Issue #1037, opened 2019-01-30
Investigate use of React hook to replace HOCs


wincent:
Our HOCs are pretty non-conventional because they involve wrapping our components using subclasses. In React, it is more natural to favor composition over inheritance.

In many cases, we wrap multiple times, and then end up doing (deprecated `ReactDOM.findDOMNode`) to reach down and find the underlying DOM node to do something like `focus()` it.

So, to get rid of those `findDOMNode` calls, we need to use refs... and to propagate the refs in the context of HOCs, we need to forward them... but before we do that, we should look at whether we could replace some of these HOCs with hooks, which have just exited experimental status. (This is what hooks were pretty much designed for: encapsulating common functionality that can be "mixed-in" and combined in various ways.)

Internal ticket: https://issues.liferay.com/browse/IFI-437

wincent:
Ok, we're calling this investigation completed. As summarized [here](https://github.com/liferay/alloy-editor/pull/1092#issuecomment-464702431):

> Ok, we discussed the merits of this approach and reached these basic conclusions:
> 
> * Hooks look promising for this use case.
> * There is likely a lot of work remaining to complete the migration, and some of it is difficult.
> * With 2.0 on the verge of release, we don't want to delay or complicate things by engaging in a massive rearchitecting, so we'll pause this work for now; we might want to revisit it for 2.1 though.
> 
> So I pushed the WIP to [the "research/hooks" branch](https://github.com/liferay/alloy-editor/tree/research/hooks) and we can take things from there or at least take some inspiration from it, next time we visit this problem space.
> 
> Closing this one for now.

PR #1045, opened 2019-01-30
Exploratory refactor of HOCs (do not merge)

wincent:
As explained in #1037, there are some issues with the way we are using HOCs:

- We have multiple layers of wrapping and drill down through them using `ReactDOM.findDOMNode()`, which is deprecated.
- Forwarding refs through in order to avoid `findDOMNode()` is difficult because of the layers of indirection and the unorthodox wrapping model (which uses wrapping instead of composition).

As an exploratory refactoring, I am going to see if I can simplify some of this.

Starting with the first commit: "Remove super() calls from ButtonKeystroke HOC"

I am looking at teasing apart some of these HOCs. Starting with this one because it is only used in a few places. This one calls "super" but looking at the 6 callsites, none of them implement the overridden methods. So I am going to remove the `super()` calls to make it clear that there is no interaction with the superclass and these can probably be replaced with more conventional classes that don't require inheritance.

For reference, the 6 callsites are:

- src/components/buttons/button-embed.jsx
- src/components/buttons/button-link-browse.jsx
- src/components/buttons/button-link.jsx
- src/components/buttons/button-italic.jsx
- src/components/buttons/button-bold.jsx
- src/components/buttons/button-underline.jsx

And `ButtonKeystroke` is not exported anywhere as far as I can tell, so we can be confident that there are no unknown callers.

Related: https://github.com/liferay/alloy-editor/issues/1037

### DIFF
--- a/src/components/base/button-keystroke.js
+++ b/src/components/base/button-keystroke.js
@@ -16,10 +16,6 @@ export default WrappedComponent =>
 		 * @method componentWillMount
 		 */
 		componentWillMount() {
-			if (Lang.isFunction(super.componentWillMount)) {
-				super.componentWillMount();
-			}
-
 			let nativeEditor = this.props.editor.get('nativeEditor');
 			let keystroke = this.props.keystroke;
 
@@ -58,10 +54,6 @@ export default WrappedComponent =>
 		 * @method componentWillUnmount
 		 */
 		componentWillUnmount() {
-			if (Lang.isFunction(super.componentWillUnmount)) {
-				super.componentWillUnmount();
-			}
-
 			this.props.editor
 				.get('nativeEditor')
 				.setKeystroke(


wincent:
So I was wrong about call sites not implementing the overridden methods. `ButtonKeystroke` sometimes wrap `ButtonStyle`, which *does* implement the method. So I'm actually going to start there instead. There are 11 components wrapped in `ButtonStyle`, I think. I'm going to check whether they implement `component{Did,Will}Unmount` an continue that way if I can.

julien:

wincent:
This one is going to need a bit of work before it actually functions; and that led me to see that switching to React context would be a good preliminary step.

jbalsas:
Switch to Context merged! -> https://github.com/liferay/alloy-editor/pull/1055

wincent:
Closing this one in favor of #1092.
++++++
▶ [ASSIGNMENT]:
Copy the lines from the entries above in which the word "Closing" appears.

▶ [TASK SOLUTION]:
> Closing this one for now.
Closing this one in favor of #1092.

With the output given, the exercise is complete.